## WHAT THE TASK ASKS
Match on the string "using" in the entries below and return every matching line.

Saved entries
'''
PR #599, opened 2025-08-06
[AIEX] Prevent libcalls for int to fp conversions in ZOL

F-Stuckmann:
Do not allow ZOL when sitofp and uitofp appear in loop bodies.

### DIFF
--- a/llvm/lib/Target/AIE/AIEBaseTargetTransformInfo.cpp
+++ b/llvm/lib/Target/AIE/AIEBaseTargetTransformInfo.cpp
@@ -132,6 +132,8 @@ bool AIETTICommon::isAllowedInZOL(Instruction &I) {
   case Instruction::FDiv:
   case Instruction::FPToSI:
   case Instruction::FPToUI:
+  case Instruction::UIToFP:
+  case Instruction::SIToFP:
     return false;
   }
   return true;
--- a/llvm/test/CodeGen/AIE/aie2p/zol/no-rt-calls.ll
+++ b/llvm/test/CodeGen/AIE/aie2p/zol/no-rt-calls.ll
@@ -35,8 +35,8 @@ for.cond.cleanup:                                 ; preds = %for.body
 ; We have uitofp in the loop body, and we check whether ZOL loops
 ; were created by looking for the hallmark intrinsics
 
-; CHECK: llvm.set.loop.iterations
-; CHECK: llvm.loop.decrement
+; CHECK-NOT: llvm.set.loop.iterations
+; CHECK-NOT: llvm.loop.decrement
 
 define dso_local float @uitofpConv(i32 noundef %n) local_unnamed_addr {
 entry:
@@ -59,8 +59,8 @@ for.cond.cleanup:                                 ; preds = %for.body
 ; We have sitofp in the loop body, and we check whether ZOL loops
 ; were created by looking for the hallmark intrinsics
 
-; CHECK: llvm.set.loop.iterations
-; CHECK: llvm.loop.decrement
+; CHECK-NOT: llvm.set.loop.iterations
+; CHECK-NOT: llvm.loop.decrement
 
 define dso_local float @sitofpConv(i32 noundef %n) local_unnamed_addr {
 entry:
--- a/llvm/test/CodeGen/AIE/aie2p/zol/no-rt-calls.ll
+++ b/llvm/test/CodeGen/AIE/aie2p/zol/no-rt-calls.ll
@@ -32,6 +32,54 @@ for.cond.cleanup:                                 ; preds = %for.body
   ret float %mul
 }
 
+; We have uitofp in the loop body, and we check whether ZOL loops
+; were created by looking for the hallmark intrinsics
+
+; CHECK: llvm.set.loop.iterations
+; CHECK: llvm.loop.decrement
+
+define dso_local float @uitofpConv(i32 noundef %n) local_unnamed_addr {
+entry:
+  %s32 = add i32 undef, 0
+  br label %for.body
+
+for.body:                                         ; preds = %entry, %for.body
+  %i.05 = phi i32 [ 0, %entry ], [ %inc, %for.body ]
+  %20 = phi <16 x float> [ undef, %entry ], [ %vecins.i.i.i.i.i, %for.body ]
+  %conv = uitofp i32 %s32 to float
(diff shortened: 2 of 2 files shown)


konstantinschwarz (dismissed):
Sounds reasonable

llvm/test/CodeGen/AIE/aie2p/zol/no-rt-calls.ll
```diff
@@ -32,6 +32,54 @@ for.cond.cleanup:                                 ; preds = %for.body
   ret float %mul
 }
 
+; We have uitofp in the loop body, and we check whether ZOL loops
+; were created by looking for the hallmark intrinsics
+
+; CHECK-NOT: llvm.set.loop.iterations
+; CHECK-NOT: llvm.loop.decrement
```
martien-de-jong, line 39: could we check that it generates hwloops before the fix, to test the test?

F-Stuckmann: good idea

llvm/lib/Target/AIE/AIEMachineAlignment.cpp
```diff
@@ -268,6 +280,8 @@ bool AIEMachineAlignment::runOnMachineFunction(MachineFunction &MF) {
     LLVM_DEBUG(dbgs() << "bb." << MBB.getNumber() << "\n"; MBB.dump());
 
     if (TII.isZOLBody(MBB)) {
+      assert(isZOLBodyWellFormed(MBB, TII) &&
```
andcarminati: Nice!

llvm/test/CodeGen/AIE/aie2p/zol/no-rt-calls.ll
andcarminati: Yes, add a base test as a first commit!

llvm/test/CodeGen/AIE/aie2p/zol/no-rt-calls.ll
```diff
@@ -32,6 +32,54 @@ for.cond.cleanup:                                 ; preds = %for.body
   ret float %mul
 }
 
+; We have uitofp in the loop body, and we check whether ZOL loops
+; were created by looking for the hallmark intrinsics
```
andcarminati, line 36: In this case it is not an intrinsic, it is a proper IR instruction.

llvm/lib/Target/AIE/AIEMachineAlignment.cpp
```diff
@@ -268,6 +280,8 @@ bool AIEMachineAlignment::runOnMachineFunction(MachineFunction &MF) {
...
+             "Error: Detected Invalid Instruction in Hardware Loop.");
```
andcarminati: nit: `... in Hardware Loop Body.`

martien-de-jong:
As discussed offline: We are preventing a crash in the machine alignment by making use of a lucky coincidence. If a future architecture would allow JL in ZOL, AIEMachineAlignment would still be broken.
The crash was because we could not dereference an iterator that occurred in getMachineBundleSize to perform an isBundle() test; That suggests that that iterator was a special kind of iterator like end(), and we should make that bundle test robust for the case, making sure we return the right size. My hunch is that we are looking at a case where the return address and the last-bundle-of-ZOL coincide, giving an empty alignment region.
Although we cannot reach the situation from a normal compiler invocation (after this fix) we can reconstruct a minimal mir example that we can unit test to be correctly handled by AIEMachineAlignment. Only a PR targeting AIEMachineAlignment with that unit  test attached would properly solve the issue.

llvm/lib/Target/AIE/AIEBaseTargetTransformInfo.cpp
```diff
@@ -132,6 +132,8 @@ bool AIETTICommon::isAllowedInZOL(Instruction &I) {
   case Instruction::FDiv:
```
andcarminati, line 132: FRem?

andcarminati: You could check all Ops/types with `libcall` in LegalizerInfo. I see several ones that are not covered here.

andcarminati:
Another call inside a ZOL loop:
```
void foo (int * array, int n) {
    for (int i = 0; i < n; i++) {
        array[i] = array[i]/3;
    }
}

```

llvm/test/CodeGen/AIE/aie2p/zol/no-rt-calls.ll
martien-de-jong: llvm.set.loop.iterations is still an intrinsic?

llvm/lib/Target/AIE/AIEMachineAlignment.cpp
```diff
@@ -248,6 +248,18 @@ void padRegions(std::vector<MultiBlockRegion> &AllRegions) {
   }
 }
 
+/// \return whether ZOL body in \p MBB is well formed.
+bool isZOLBodyWellFormed(MachineBasicBlock &MBB, const AIEBaseInstrInfo &TII) {
+  assert(TII.isZOLBody(MBB));
+
+  StringRef ErrorInfo;
+  for (auto It = MBB.begin(); It != MBB.end(); ++It) {
+    if (!TII.verifyControlFlowConstraints(*It, ErrorInfo))
```
martien-de-jong: nit: why not `for (auto &MI  : MBB) `?

martien-de-jong: nit: Perhaps it would pay off to factor this into `verifyLegalInZOL(MI, ErorrInfo)`

martien-de-jong: I wonder why Andreu didn't suggest to use `return llvm::all_of(MBB, lambda)`

F-Stuckmann:
So I want to split this pr. 
The first part is just a hot-fix of the JL in the ZOL body. 
The second part is a removing of a ZOL in the legalizer, if a call is detected. 
Since part 2 may take a little while longer, I want to get the hotfix out first.

martien-de-jong (approved):
Probably enough to unblock, but still inherently fragile. As discussed, lowering ZOL in legalization would provide a stable solution.

PR #606, opened 2025-08-08
Isoard.upstream sync2

isoard-amd:


llvm/lib/Target/AVR/Disassembler/AVRDisassembler.cpp
```diff
@@ -13,6 +13,7 @@
 //
 //===----------------------------------------------------------------------===//
 
+#include "AVRRegisterInfo.h"
```
konstantinschwarz, line 16: Strange, why do we have to touch this backend? Did we pick a broken upstream commit?

clang/lib/Basic/Targets/AIE.h
```diff
@@ -84,6 +84,10 @@ class LLVM_LIBRARY_VISIBILITY AIETargetInfo : public TargetInfo {
     }
   }
 
+  bool isAddressSpaceSupersetOf(LangAS A, LangAS B) const override {
```
konstantinschwarz, line 87: Nice!

llvm/lib/Target/AVR/Disassembler/AVRDisassembler.cpp
isoard-amd: That's because we have changes in this to handle zero bitwidth thingies

isoard-amd: See f11e493baf16667ce6936fa018323728b7bb7cf3.

isoard-amd: They simply cleaned-up the unused headers, but we were using one of them in our change.

PR #608, opened 2025-08-08
[AIEX] Add memset optimizations

andcarminati:
The idea is to reduce the number of stores related to memsets, avoiding whenever possible byte stores.

Current optimizations:

1. Memset align: for big stack objects, we align them to use vector stores.
2. Memset peeling: peel byte  and/or short stores out from memsets until we reach alignment, so we can avoid full byte scalarization of memsets.
3. Store combination: we combine stores into memsets to reach optimal store sequences. We can also take the leftovers from a previous memset expansion to create smaller vector stores.


llvm/test/CodeGen/AIE/GlobalISel/combine-memset-stack-align.mir
```diff
@@ -419,47 +315,215 @@ body:             |
...
-    ; LEGALIZED-NEXT: [[PTR_ADD9:%[0-9]+]]:_(p0) = G_PTR_ADD [[FRAME_INDEX]], [[C21]](s20)
-    ; LEGALIZED-NEXT: G_STORE [[C20]](s32), [[PTR_ADD9]](p0) :: (store (s32) into %ir.object1 + 40, align 8)
-    ; LEGALIZED-NEXT: [[C22:%[0-9]+]]:_(s32) = G_CONSTANT i32 0
-    ; LEGALIZED-NEXT: [[C23:%[0-9]+]]:_(s20) = G_CONSTANT i20 44
-    ; LEGALIZED-NEXT: [[PTR_ADD10:%[0-9]+]]:_(p0) = G_PTR_ADD [[FRAME_INDEX]], [[C23]](s20)
-    ; LEGALIZED-NEXT: G_STORE [[C22]](s32), [[PTR_ADD10]](p0) :: (store (s32) into %ir.object1 + 44, basealign 8)
-    ; LEGALIZED-NEXT: [[C24:%[0-9]+]]:_(s20) = G_CONSTANT i20 48
-    ; LEGALIZED-NEXT: [[PTR_ADD11:%[0-9]+]]:_(p0) = G_PTR_ADD [[FRAME_INDEX]], [[C24]](s20)
-    ; LEGALIZED-NEXT: G_STORE [[C1]](s32), [[PTR_ADD11]](p0) :: (store (s32) into %ir.object1 + 48, align 8)
+    ; LEGALIZED-NEXT: [[COPY7:%[0-9]+]]:_(s32) = COPY [[AIE_SEXT_EXTRACT_VECTOR_ELT]](s32)
```
andcarminati: Verify this!

llvm/lib/Target/AIE/AIECombinerHelper.cpp
```diff
@@ -13,6 +13,7 @@
 #include "AIE2TargetMachine.h"
 #include "AIEBaseInstrInfo.h"
 #include "MCTargetDesc/AIE2MCTargetDesc.h"
+#include "llvm/ADT/STLExtras.h"
```
andcarminati: Check includes.

llvm/lib/Target/AIE/AIECombinerHelper.cpp
```diff
@@ -3711,3 +3712,210 @@ bool llvm::matchPhiBitcast(MachineInstr &Phi, MachineRegisterInfo &MRI,
 
   return true;
 }
+bool llvm::matchAlignMemset(MachineInstr &MI, MachineRegisterInfo &MRI,
```
andcarminati, line 3800: nit: new line.

andcarminati:
TODO: add tests with different initializers.

llvm/lib/Target/AIE/AIECombinerHelper.cpp
```diff
@@ -3711,3 +3712,210 @@ bool llvm::matchPhiBitcast(MachineInstr &Phi, MachineRegisterInfo &MRI,
...
+        B.buildStore(DataReg, BuildPADD(Offset),
+                     *BuildMMO(MMO->getSize(), Align(1)));
+        OutlinedStores++;
+      }
+
+      // Dont't peel two more if we are aligned.
+      if ((Offset + 1) % 4) {
+        // Store the next two bytes to align to the next word boundary.
+        Register DataRegAdjustedToS16 =
+            B.buildConstant(LLT::scalar(16), (Initializer << 8) | 1).getReg(0);
```
andcarminati: Wrong: should be `(Initializer << 8)  |  Initializer `.

llvm/test/CodeGen/AIE/GlobalISel/combine-memset-peeling.mir
```diff
@@ -0,0 +1,614 @@
...
+    ; CHECK: liveins: $p0
+    ; CHECK-NEXT: {{  $}}
+    ; CHECK-NEXT: [[COPY:%[0-9]+]]:_(p0) = COPY $p0
+    ; CHECK-NEXT: [[C:%[0-9]+]]:_(s32) = G_CONSTANT i32 0
+    ; CHECK-NEXT: [[C1:%[0-9]+]]:_(s8) = G_CONSTANT i8 0
+    ; CHECK-NEXT: G_STORE [[C]](s32), [[COPY]](p0) :: (store (s32))
+    ; CHECK-NEXT: [[C2:%[0-9]+]]:_(s20) = G_CONSTANT i20 45
+    ; CHECK-NEXT: [[PTR_ADD:%[0-9]+]]:_(p0) = G_PTR_ADD [[COPY]], [[C2]](s20)
+    ; CHECK-NEXT: G_STORE [[C1]](s8), [[PTR_ADD]](p0) :: (store (s8))
+    ; CHECK-NEXT: [[C3:%[0-9]+]]:_(s16) = G_CONSTANT i16 1
```
andcarminati: Wrong constant here!

llvm/lib/Target/AIE/AIECombinerHelper.cpp
```diff
@@ -3711,3 +3712,210 @@ bool llvm::matchPhiBitcast(MachineInstr &Phi, MachineRegisterInfo &MRI,
...
+
+  if (!MMO)
+    return false;
+
+  MachineFunction *MF = MI.getMF();
+  const MachineFrameInfo &MFI = MF->getFrameInfo();
+  const TargetFrameLowering *TFI = MF->getSubtarget().getFrameLowering();
+  const int FrameIndex = DefDataInst->getOperand(1).getIndex();
+  int64_t BiggestAlignment = TFI->getStackAlignment();
+  const int64_t Offset = MFI.getObjectOffset(FrameIndex);
```
andcarminati: This information may not be accurate, can be zero!

llvm/lib/Target/AIE/AIECombinerHelper.cpp
andcarminati: Maybe force alignment here?

llvm/lib/Target/AIE/AIECombinerHelper.cpp
```diff
@@ -3711,3 +3712,210 @@ bool llvm::matchPhiBitcast(MachineInstr &Phi, MachineRegisterInfo &MRI,
...
+
+  // Convert to a power-of-two alignment.
+  while ((Offset % BiggestAlignment) != 0)
```
andcarminati: Change the approach to work directly on fixing the alignment on the stack object and memset.

llvm/test/CodeGen/AIE/GlobalISel/combine-memset-stack-align.mir
```diff
@@ -0,0 +1,376 @@
...
+
+...
+---
+name:            aligned_object_exact_size
+alignment:       16
+exposesReturnsTwice: false
+tracksRegLiveness: true
+stack:
+  - { id: 0, name: object0, type: default, offset: 0, size: 32,
+      alignment: 8, stack-id: default, callee-saved-register: '', callee-saved-restored: true,
```
andcarminati, line 96: Could we generate check lines for this alignment?

llvm/lib/Target/AIE/AIECombinerHelper.cpp
```diff
@@ -3711,3 +3716,62 @@ bool llvm::matchPhiBitcast(MachineInstr &Phi, MachineRegisterInfo &MRI,
...
+  assert(MI.getOpcode() == TargetOpcode::G_MEMSET && "Expected a G_MEMSET");
+
+  if (!MemsetOptimizations)
+    return false;
+
+  // Try to keep alignment increase as minimum.
+  const unsigned BasicVectorByteSize = TII.getBasicVecRegSize() / 8;
+
+  const Register CountReg = MI.getOperand(2).getReg();
+  auto Cst = getIConstantVRegValWithLookThrough(CountReg, MRI);
```
martien-de-jong, line 3815: expand auto?

llvm/lib/Target/AIE/AIECombinerHelper.cpp
```diff
@@ -3711,3 +3716,62 @@ bool llvm::matchPhiBitcast(MachineInstr &Phi, MachineRegisterInfo &MRI,
...
+  if (!Cst)
+    return false;
+  const unsigned ByteCount = Cst->Value.getZExtValue();
+
+  // Can we fill a basic vector?
+  if (ByteCount < BasicVectorByteSize)
+    return false;
+
+  const Register PtrReg = MI.getOperand(0).getReg();
+  const MachineInstr *DefDataInst = MRI.getUniqueVRegDef(PtrReg);
```
martien-de-jong, line 3825: const DefDataInst

llvm/lib/Target/AIE/AIECombinerHelper.cpp
```diff
@@ -3775,3 +3775,167 @@ bool llvm::matchAlignMemset(MachineInstr &MI, MachineRegisterInfo &MRI,
...
+        B.buildStore(DataReg, BuildPADD(Offset),
+                     *BuildMMO(MMO->getSize(), Align(1)));
+        OutlinedStores++;
+      }
+
+      // Dont't peel two more if we are aligned.
+      if ((Offset + 1) % 4) {
+        // Store the next two bytes to align to the next word boundary.
+        Register DataRegAdjustedToS16 =
+            B.buildConstant(LLT::scalar(16), (Initializer << 8) | Initializer)
```
martien-de-jong, line 4008: We've sign-extended Initializer. Could the sign bits  overflow into  the next byte  using this bitwise or, i.e. should we mask?

andcarminati: Good catch!

andcarminati:
QoR Results:

PM Size:
Core_PMSize

Note that important kernels were positively affected.
Avg. reduction: -1.68%

Instruction count:
Core_Insn_Count
Avg. reduction: -0.49%

Stack reduction:
Core_StackSize

The regressions are a side-effect of using one ne more vector. In case of function calls those vectors are saved. In absolute terms, we increase the stack in 64 bytes.

llvm/lib/Target/AIE/AIECombinerHelper.cpp
```diff
@@ -3783,3 +3791,395 @@ bool llvm::matchPhiOfUndef(MachineInstr &Phi, MachineRegisterInfo &MRI,
...
+    // Tricky part: we cannot erase the matched stores, make it dead.
+    for (GStore *ToDeleteMI : MatchedSeqStores) {
+      Observer.changingInstr(*ToDeleteMI);
+      makeStoreDead(ToDeleteMI, B.getTII(), MRI);
+      Observer.changedInstr(*ToDeleteMI);
+    }
+  };
+
+  return true;
+}
```
andcarminati: nit: new line.

llvm/lib/Target/AIE/AIECombinerHelper.cpp
```diff
@@ -3783,3 +3791,395 @@ bool llvm::matchPhiOfUndef(MachineInstr &Phi, MachineRegisterInfo &MRI,
...
+  const auto CstInit = getIConstantVRegValWithLookThrough(DataReg, MRI);
+  if (!CstInit)
+    return false;
+  const uint64_t Initializer = CstInit->Value.getZExtValue();
+
+  const auto RegAndOffset = getPtrAndConstantOffsetFromReg(PtrReg, MRI);
+  if (!RegAndOffset)
+    return false;
+
+  const unsigned Offset = RegAndOffset->second;
```
andcarminati: nit: signed type.

llvm/lib/Target/AIE/AIECombinerHelper.cpp
```diff
@@ -3783,3 +3791,395 @@ bool llvm::matchPhiOfUndef(MachineInstr &Phi, MachineRegisterInfo &MRI,
...
+
+  const Register DataReg = StMI.getValueReg();
+  const LLT DataType = MRI.getType(DataReg);
+
+  // We already have a vector store.
+  if (DataType.getSizeInBytes() >= MMOAlign.value())
+    return false;
+
+  // We can merge over aligned small types, provided that
+  // the root ot the memset (first store) is a byte or short
```
andcarminati: nit: of

llvm/test/CodeGen/AIE/GlobalISel/combine-seq-stores-memset.mir
```diff
@@ -0,0 +1,343 @@
...
+    G_STORE %82(s16), %90(p0) :: (store (s16), align 4)
+    %91:_(s20) = G_CONSTANT i20 74
+    %92:_(p0) = nuw G_PTR_ADD %84, %91(s20)
+    G_STORE %82(s16), %92(p0) :: (store (s16))
+    PseudoRET implicit $lr
+
+...
+
+---
+name:            combine_to_s32_mixed
```
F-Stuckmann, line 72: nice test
'''
## WRITTEN RESPONSE
isoard-amd: They simply cleaned-up the unused headers, but we were using one of them in our change.
martien-de-jong, line 4008: We've sign-extended Initializer. Could the sign bits  overflow into  the next byte  using this bitwise or, i.e. should we mask?
The regressions are a side-effect of using one ne more vector. In case of function calls those vectors are saved. In absolute terms, we increase the stack in 64 bytes.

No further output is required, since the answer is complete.